Ginseng may relieve cancer-related fatigue, a new study suggests.
Researchers at the 2007 American Society of Clinical Oncology (ASCO) Annual Meeting explained that fatigue is one of the most common symptoms in people diagnosed with cancer and ginseng is a popular herb for its treatment.
Ginseng is an adaptogen and researchers believe it is able to restore balance to the body.
The trial evaluated three doses of American Ginseng versus placebo for cancer-related fatigue.
In the study, patients with a life expectancy of six months and a history of cancer-related fatigue who had been experiencing fatigue for one month were eligible. Exclusion criteria included prior use of ginseng, chronic systemic steroids and brain malignancies.
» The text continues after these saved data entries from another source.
PR #107, opened 2022-10-11
Dedupe integ test mirror/dockerhub functions

Kern--:

*Issue #, if available:*

*Description of changes:*
Before this change, many tests defined the same set of helper functions. This change extracts those into reusable objects.

*Testing performed:*

### DIFF
--- a/integration/create_test.go
+++ b/integration/create_test.go
@@ -36,10 +36,6 @@ func TestSociCreateSparseIndex(t *testing.T) {
 	defer done()
 
 	rebootContainerd(t, sh, "", "")
-
-	dockerhub := func(name string) imageInfo {
-		return imageInfo{dockerLibrary + name, "", false}
-	}
 	tests := []struct {
 		name         string
 		minLayerSize int64
@@ -139,10 +135,6 @@ func TestSociCreate(t *testing.T) {
 	defer done()
 
 	rebootContainerd(t, sh, "", "")
-
-	dockerhub := func(name string) imageInfo {
-		return imageInfo{dockerLibrary + name, "", false}
-	}
 
 	tests := []struct {
 		name           string
--- a/integration/pull_test.go
+++ b/integration/pull_test.go
@@ -49,20 +49,10 @@ import (
 )
 
 const (
-	defaultContainerdConfigPath  = "/etc/containerd/config.toml"
-	defaultSnapshotterConfigPath = "/etc/soci-snapshotter-grpc/config.toml"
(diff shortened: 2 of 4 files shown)


rdpsin:
As long we're making these changes, maybe change `util_test.go` to just `utils.go`? I'm being pedantic, but `util_test.go` sounds like we're testing a `utils.go`.

vkuzniet:
> As long we're making these changes, maybe change `util_test.go` to just `utils.go`? I'm being pedantic, but `util_test.go` sounds like we're testing a `utils.go`.

Maybe `testutils.go`? This will be consistent with other places within the snapshotter and will tell the reader what is it for.

integration/util.go
```diff
@@ -88,13 +90,74 @@ func isDirExists(sh *shell.Shell, dir string) bool {
 	return sh.Command("test", "-d", dir).Run() == nil
 }
 
+func dockerhub(name string) imageInfo {
```
vkuzniet, line 93: can you move `imageInfo` to here? it's still defined in `pull_test.go`.

rdpsin (dismissed):

Kern--:
The `testutil.go` file is already 400 LOC and a mix of a bunch of unrelated bits. I'm planning to create a new `testutils` package under `integration` so we can break these up into easier to digest pieces.

Something like
```
integration/
    testutil/
        constants.go
        registry.go
        ...
```

For this PR, i'll probably leave `testutil.go` and move just the registry config stuff into a the package. Then I'll have follow up PRs to move everything else. Objections?

rdpsin:
SGTM.

Kern--:
I started trying to break up my changes into a new package, but these utils are pretty interdependent. I'd rather do the refactor into a separate package as a separate PR.

vkuzniet (approved):

wmesard (approved):
I'm approving this, because it's a nice cleanup. But test-only code really should be named `*_test.go` so that it doesn't inadvertently get compiled into the production artifacts.

In this particular case, it doesn't matter because no other packages import from the *integration* package. I just worry that naming it `testutils.go` here will establish a pattern that will bite us elsewhere. (And, yes, I know that we already have this problem elsewhere.)

See https://stackoverflow.com/a/40949505/7020851

Kern--:
I will be moving more things around in future PRs and will rename this back to `utils_test.go` with a new shiny comment at the top of the file so someone else (hopefully) doesn't feel tempted to go through this dance.

PR #120, opened 2022-10-20
Remove dependency on zinfo C library

vkuzniet:

*Issue #, if available:*
#78 

*Description of changes:*
Removed linking to zinfo.a. Also moved the C files to soci.
gzip_zinfo.go also gets the unmarshaling of gzip_zinfo C struct, which is used in ztoc tests.

*Testing performed:*


soci/gzip_zinfo.go
```diff
@@ -28,6 +28,24 @@ import (
...
+	Out    int64  /* corresponding offset in uncompressed data */
+	In     int64  /* offset in input file of first full byte */
+	Bits   int8   /* number of bits (1-7) from byte at in - 1, or 0 */
+	Window []byte /* preceding 32K of uncompressed data */
+}
+
+// GzIndex corresponds to gzip_index in indexer.c
+type CZinfo struct {
+	Have     int64            /* number of list entries filled in */
+	Size     int64            /* number of list entries allocated */
```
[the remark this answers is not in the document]
vkuzniet: Yes, because we want to precisely check the contents of gzip_checkpoint. This is used in tests only.

soci/gzip_zinfo.go
```diff
@@ -139,3 +157,26 @@ func (i *GzipZinfo) ExtractData(fileName string, uncompressedSize, uncompressedO
 
 	return bytes, nil
 }
+
+func (i *GzipZinfo) UnmarshalCZinfo() (*CZinfo, error) {
```
rdpsin, line 161: Suggest renaming this to just `Unmarshal`.

soci/gzip_zinfo.go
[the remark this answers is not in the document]
rdpsin: We can technically remove one of these, since `have` will always equal `size`.

soci/gzip_zinfo.go
```diff
@@ -28,6 +28,24 @@ import (
...
+// GzipIndexPoint corresponds to gzip_index_point in indexer.c
+type GzipCheckPoint struct {
+	Out    int64  /* corresponding offset in uncompressed data */
+	In     int64  /* offset in input file of first full byte */
+	Bits   int8   /* number of bits (1-7) from byte at in - 1, or 0 */
+	Window []byte /* preceding 32K of uncompressed data */
+}
+
+// GzIndex corresponds to gzip_index in indexer.c
+type CZinfo struct {
```
rdpsin, line 42: What does the `C` stand for here?

rdpsin:
Does this change mean it is now possible to use the `soci` package as a separate module?

rdpsin (changes requested):

soci/gzip_zinfo.go
vkuzniet: This stands for go representation of C struct.

soci/gzip_zinfo.go
vkuzniet: Agree.

soci/gzip_zinfo.go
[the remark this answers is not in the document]
vkuzniet: While we have the structure defined in zinfo.h in precisely that way, I would still prefer keeping as is.

soci/gzip_zinfo.go
rdpsin: Would just keep it as `ZInfo`. `CZinfo` is just bound to confuse people.

rdpsin (changes requested):

soci/gzip_zinfo.go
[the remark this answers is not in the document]
wmesard: Can you explain the rationale for your preference? Generally speaking, test-only methods and data structures are a code smell.

soci/gzip_zinfo.go
wmesard: I think I get the blame for [coining](https://github.com/awslabs/soci-snapshotter/blob/main/soci/gzip_zinfo.go#L32) the term. But, I agree that making it public (capital "C") is leaking an implementation detail.

wmesard (changes requested):

soci/gzip_zinfo.go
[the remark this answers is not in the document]
vkuzniet: This code has no use in production. The only reason for it to exist is to be able to do `deep equal` of the gzip's Checkpoints collection. It may make more sense to move it back to testutils. 

Yes, I agree that this is a code smell, but the alternative is to directly access C struct in unit tests and do those comparisons, which doesn't seem to be worth it.

soci/gzip_zinfo.go
vkuzniet: > Does this change mean it is now possible to use the `soci` package as a separate module?

Yes.

soci/gzip_zinfo.go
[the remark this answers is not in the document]
vkuzniet: Removed the unmarshal and replaced it with returning the index of the first different byte in sequence.

soci/gzip_zinfo.go
vkuzniet: Removed the test-only code.

soci/ztoc_test.go
```diff
@@ -236,53 +233,8 @@ func TestZtocGenerationConsistency(t *testing.T) {
...
-
-					if indexPoint1.out != indexPoint2.out {
-						t.Fatalf("index1.list[%d].out=%d must be equal to index2.list[%d].out=%d", i, index1.list[i].out, i, index2.list[i].out)
-					}
-
-					if !reflect.DeepEqual(indexPoint1.window, indexPoint2.window) {
-						t.Fatalf("index1.list[%d].window must be identical to index2.list[%d].window", i, i)
-					}
-				}
+				diffIdx := getPositionOfFirstDiffInByteSlice(ztoc1.CompressionInfo.Checkpoints, ztoc2.CompressionInfo.Checkpoints)
```
rdpsin, line 236: Can just use `cmp.Diff` here.

vkuzniet: `cmp.Diff` can produce a lot of noise for checkpoints, since it produces the string difference of two slices in our case (https://github.com/google/go-cmp/blob/v0.5.9/cmp/compare.go#L113). The best would be to just return the index of the first difference and let investigate from here.

rdpsin: Since this is only run in tests, I don't see any problem with the diff output, but that's fine I guess.

rdpsin (approved):

vkuzniet:
> Does this change mean it is now possible to use the `soci` package as a separate module?

Yes, since `soci` is now self-contained. It will be done as a separate PR.

wmesard (approved):

PR #126, opened 2022-10-25
Reduce permissions for the root directory

vkuzniet:

*Issue #, if available:*

*Description of changes:*
Setting the limited permission set for snapshotter's root folder (`/var/lib/soci-snapshotter`).

*Testing performed:*
- deployed on EC2 instance, created an index and verified that the permission set applies:
```
$ sudo ls -l /var/lib
total 0
...
drwx--x--x 10 root    root    307 Oct 25 20:30 containerd
drwx--x--x  3 root    root     41 Oct 25 20:30 soci-snapshotter-grpc
...
```

### DIFF
--- a/cmd/soci/commands/create.go
+++ b/cmd/soci/commands/create.go
@@ -17,6 +17,8 @@
 package commands
 
 import (
+	"os"
+
 	"github.com/awslabs/soci-snapshotter/fs/config"
 	"github.com/awslabs/soci-snapshotter/soci"
 	"github.com/containerd/containerd/cmd/ctr/commands"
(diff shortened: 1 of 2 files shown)


cmd/soci/commands/create.go
```diff
@@ -79,6 +81,14 @@ var CreateCommand = cli.Command{
 		}
 		spanSize := cliContext.Int64(spanSizeFlag)
 		minLayerSize := cliContext.Int64(minLayerSizeFlag)
+		// Creating the snapshotter's root path first if it does not exist, since this ensures, that
+		// it has the limited permission set as drwx--x--x.
+		// The subsequent oci.New creates a root path dir with too broad permission set.
+		if _, err := os.Stat(config.SociSnapshotterRootPath); os.IsNotExist(err) {
```
rdpsin, line 87: Do we need to check for when `err != nil && !os.IsNotExist(err)`?

vkuzniet: I don't think so. It examines the error for type `os.ErrNotExist`. The null value, will force `os.IsNotExist` to return false, which is what we need.

rdpsin: I meant, do we have to check for any errors from `os.Stat` besides `os.ErrNotExist`?

vkuzniet: Yeah, it does make sense. Updated.

cmd/soci/commands/create.go
```diff
@@ -79,6 +81,16 @@ var CreateCommand = cli.Command{
...
+			if err = os.Mkdir(config.SociSnapshotterRootPath, 0711); err != nil {
+				return err
+			}
+		} else if err != nil {
```
Kern--, line 91: Interesting. I didn't know that variable assignments in an if statement are still bound in else statements. I think this would still be clearer if we assigned the error variable in a separate line, though.

Kern-- (approved):

rdpsin (approved):

Issue #54, opened 2022-09-07
SOCI CLI integration test expansion


Kern--:
**Is your feature request related to a problem? Please describe.**
The SOCI CLI is tested for integration around the core user experience of creating/pushing/pulling SOCI indices, but it is not tested around the debug tooling for indices and ztocs. We should add integration tests to verify these debugging tools.

**Describe the solution you'd like**
The following integration tests:
- [x] `index list` #250
- [x] `index list` with image ref #250
- [x] `index info` #250
- [x] `ztoc list` #265
- [x] `ztoc list` with digest #265
- [x] `ztoc info` #334 
- [x] `ztoc get-file` #334 
- [x] `index rm` with digest #260 
- [x] `index rm` with image ref #260
- [x] `index rm` everything #260
- [ ] `create` with all platforms
- [ ] `push` with all platforms
- [ ] `image rpull` with all platforms

**Describe alternatives you've considered**
N/A

**Additional context**
N/A

rdpsin:
Additionally, 

- `index rm`
- `index rm` with image ref
-  `index rm` everything.

djdongjin:
@rdpsin @Kern-- do we still miss tests for this three in the list

- [ ]  `create` with all platforms
- [ ] `push` with all platforms
- [ ] `image rpull` with all platforms

for 1, we have https://github.com/awslabs/soci-snapshotter/blob/main/integration/create_test.go#L168

for 2 and 3, we have https://github.com/awslabs/soci-snapshotter/blob/main/integration/push_test.go#L74-L86

not sure if they cover the `all platforms`; if not, any other platforms we want to add?

djdongjin:
Closing this one since all tests are added/exists.

We have multi platform tests linked in the comments above: https://github.com/awslabs/soci-snapshotter/issues/54#issuecomment-1362948399

@Kern-- lmk if there's something not covered.

PR #127, opened 2022-10-26
Allow multi-platform/cross-platform index build

Kern--:
*Issue #, if available:*
N/A

*Description of changes:*
This change allows users to interact with SOCI indices from multiple platforms or in a cross platform context (e.g. creating an index for ARM64 on an x86_64 machine).

CLI Changes:
* `soci create` can now take `--platform` or `--all-platforms`. By default, it will create an index for the default platform.
* `soci push` can now take `--platform` or `--all-platforms`. By default, it will push an index for the default platform.
* `soci index list` can now take `--platform`. By default, it will list all platforms.

the --platform flag uses strict matching. E.g. specifying linux/amd64 will not create an index for linux/386.

*Testing performed:*

### DIFF
--- a/cmd/soci/commands/index/list.go
+++ b/cmd/soci/commands/index/list.go
@@ -24,17 +24,38 @@ import (
 
 	"github.com/awslabs/soci-snapshotter/soci"
 	"github.com/containerd/containerd/cmd/ctr/commands"
+	"github.com/containerd/containerd/images"
 	"github.com/containerd/containerd/platforms"
+	specs "github.com/opencontainers/image-spec/specs-go/v1"
 	"github.com/urfave/cli"
 )
+
+type filter func(ae *soci.ArtifactEntry) bool
 
 func indexFilter(ae *soci.ArtifactEntry) bool {
 	return ae.Type == soci.ArtifactEntryTypeIndex
 }
 
-func originalDigestFilter(digest string) func(*soci.ArtifactEntry) bool {
+func platformFilter(platform specs.Platform) filter {
 	return func(ae *soci.ArtifactEntry) bool {
-		return ae.Type == soci.ArtifactEntryTypeIndex && ae.OriginalDigest == digest
+		return indexFilter(ae) && ae.Platform == platforms.Format(platform)
+	}
+}
+
+func originalDigestFilter(digest string) filter {
+	return func(ae *soci.ArtifactEntry) bool {
+		return indexFilter(ae) && ae.OriginalDigest == digest
+	}
+}
+
+func anyMatch(fns []filter) filter {
+	return func(ae *soci.ArtifactEntry) bool {
+		for _, f := range fns {
+			if f(ae) {
+				return true
+			}
+		}
+		return false
 	}
 }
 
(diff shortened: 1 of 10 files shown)


cmd/soci/commands/index/list.go
```diff
@@ -24,17 +24,38 @@ import (
...
+	}
+}
+
+func originalDigestFilter(digest string) filter {
+	return func(ae *soci.ArtifactEntry) bool {
+		return indexFilter(ae) && ae.OriginalDigest == digest
+	}
+}
+
+func any(fns []filter) filter {
```
rdpsin, line 51: Maybe change this name? `any` isn't very descriptive. Also, conflicts with the `any` type.

cmd/soci/commands/push.go
```diff
@@ -45,12 +46,17 @@ If multiple soci indices exist for the given image, the most recent one will be
 After pushing the soci artifacts, they should be available in the registry. Soci artifacts will be pushed only
 if they are available in the snapshotter's local content store.
 `,
-	Flags: append(append(append(commands.RegistryFlags, commands.LabelFlag), commands.SnapshotterFlags...),
+	Flags: append(append(append(append(
```
vkuzniet, line 49: Can you please add an integration test for `push`, involving multiple platforms?

integration/create_test.go
```diff
@@ -156,12 +158,33 @@ func TestSociCreate(t *testing.T) {
 			name:           "test create for drupal:latest",
 			containerImage: "drupal:latest",
 		},
+		// The following two tests guarantee that we have tested at least
```
vkuzniet, line 161: How about making 3 test cases?
1. Create for "linux/arm64"
2. Create for "linux/amd64"
3. Create for all

rdpsin (approved):

vkuzniet (approved):

rdpsin (approved):

rdpsin (approved):

cmd/soci/commands/internal/platform.go
```diff
@@ -0,0 +1,70 @@
...
+	"github.com/containerd/containerd/content"
+	"github.com/containerd/containerd/images"
+	"github.com/containerd/containerd/platforms"
+	ocispec "github.com/opencontainers/image-spec/specs-go/v1"
+	"github.com/urfave/cli"
+)
+
+const (
+	PlatformFlagKey     = "platform"
+	AllPlatformsFlagKey = "all-platforms"
```
vkuzniet, line 32: would be good to have tests with create/push/pull functionality, which cover "all-platforms" flag

sbuckfelder: should we do this in a future PR and move forward?

Kern--: I'd like for this to be a fast follow. There are a number of helper methods that assume there will be exactly 1 index so I think refactoring those to allow for the all-platforms flag will propagate across the tests and it would be clearer in a separate PR.

integration/create_test.go
Kern--: See below about the all platforms tests

cmd/soci/commands/internal/platform.go
vkuzniet: I'm fine with that. Can you please create a ticket on that?

vkuzniet (approved):

cmd/soci/commands/internal/platform.go
Kern--: Updated https://github.com/awslabs/soci-snapshotter/issues/54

Other etiologies for fatigue, such as pain, were also excluded.
Researchers randomized the 282 participants to receive, in a double blind manner, placebo, 750 milligrams/day, 1,000 milligrams/day or 2,000 milligrams/day of American Ginseng for eight weeks.
The study authors concluded that based on their results, American Ginseng doses of 1000-2000 milligrams/day may be effective for alleviating cancer related fatigue.
American ginseng (Panax quinquefolius L.) was a folk remedy used medicinally by many Native American tribes as a mild stimulant and digestive aid, as well as for various other health problems including headaches, female infertility, fever and earache.